I never had much luck with those velcro mouse cleaning kits, I'd still end up
scraping the rollers.

------
Razengan
Microsoft may have changed mice (I loved almost all their Intellimouse
incarnations, and most of their other PC hardware like the awesome Sidewinder
game controllers) but I find Apple's Magic Mouse to be closer to the ideal.

It's a multitouch surface with several independent axes of control: Moving the
mouse itself on the desk, swiping your fingers anywhere on the surface,
tapping the surface, pressing the surface, with different effects depending on
the number of fingers, the direction of the swipe gestures or which side you
tap/press on (emulating left and right buttons.)

The body/shape may not be everyone's cup of cacao and I still prefer the
discrete steps of a physical mouse wheel when scrolling through content like a
list of images (because they fly too many at a time with swipe gestures), but
for everything else you can't beat the flexibility of a touch surface,
especially when panning through 360° content which a 1-axis wheel can't do
well, even with "tilt-scrolling."

A Magic Mouse with "taptic" feedback (with the optional sensation of discrete
buttons under your fingers) may be the perfection we seek.

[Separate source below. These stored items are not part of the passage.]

Issue #3900, opened 2022-08-29
Buttons don't match VS Code's new style


Tyriar:
Current PR view:

![image](https://user-images.githubusercontent.com/2193314/187226356-3f9ec9b4-70c1-4ac9-994e-48962414de34.png)

Expected round corners:

![image](https://user-images.githubusercontent.com/2193314/187226427-a748cb2b-92aa-45bd-a984-0635a3be38e4.png)

alexr00:
Actually, let's take this as a candidate. Should be very low risk.

Issue #3785, opened 2022-07-27
Unify drop-down buttons


hediet:
The pull request extension also has a drop down button, but it works a bit different than the commit drop down button. Maybe it makes sense to unify these two ideas?

![image](https://user-images.githubusercontent.com/2931520/181295639-7acdc072-00a0-419f-b930-26e9407b9393.png)

alexr00:
I'm fine with bringing the GHPRI button into consistency with the way this button works in VS Code core/the commit button.

hediet:
I like about the GHPRI button that it remembers the last choice!

lszomoru:
@hediet, it's on the plan for next milestone. Stay tuned...

alexr00:
I will keep remembering the last choice in GHPRI, but I will also make it only 1 click to change choice as the git button is.

daviddossett:
I'll chat w/ @hawkticehurst about the split button today. The webview toolkit is built on top of [FAST](https://github.com/microsoft/fast/) which doesn't yet provide a split button base component out of the box. Nitty gritty details aside, we'll see if there's a workaround and will report back.

hawkticehurst:
Catching up on old issues and the quick update about split button is now that a context menu API is being finalized for use in webviews the possibility to create our own split button is really opening up.

Assuming that officially lands sooner than later I'd love to ship a split button before the end of this year.

alexr00:
This has been fixed!

Issue #3035, opened 2021-10-13
Use `Webview UI Toolkit for Visual Studio Code` for webview controls


daviddossett:
## Proposal

Hi all! 👋 

Now that we've released the [Webview UI Toolkit for Visual Studio Code](https://github.com/microsoft/vscode-webview-toolkit), I think it would great to swap the bespoke/styled UI components in the extension with their counterparts in the toolkit. This would reduce the load on maintainers to have to keep up with visual/theme/accessibility consistency with VS Code itself, among other advantages.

If you find the default set of options and gestures too limiting there's
BetterTouchTool [1] which lets power users customize Apple's input devices
including the Touch Bar.

[0] [https://www.apple.com/ae/shop/product/MLA02ZM/A/magic-
mouse-...](https://www.apple.com/ae/shop/product/MLA02ZM/A/magic-
mouse-2-silver)

[1] [https://folivora.ai](https://folivora.ai)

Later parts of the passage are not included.